### Required action:
Nothing but the lines holding the string "with" should appear in the answer. Copy them from the entries.

### Extracted records:

^^^^

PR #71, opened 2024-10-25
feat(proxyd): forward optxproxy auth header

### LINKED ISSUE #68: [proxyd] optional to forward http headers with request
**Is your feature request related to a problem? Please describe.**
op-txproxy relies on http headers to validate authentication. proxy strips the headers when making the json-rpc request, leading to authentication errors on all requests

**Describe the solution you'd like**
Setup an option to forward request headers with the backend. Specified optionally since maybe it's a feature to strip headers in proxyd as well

^^^^

### Output for this task:
### LINKED ISSUE #68: [proxyd] optional to forward http headers with request
Setup an option to forward request headers with the backend. Specified optionally since maybe it's a feature to strip headers in proxyd as well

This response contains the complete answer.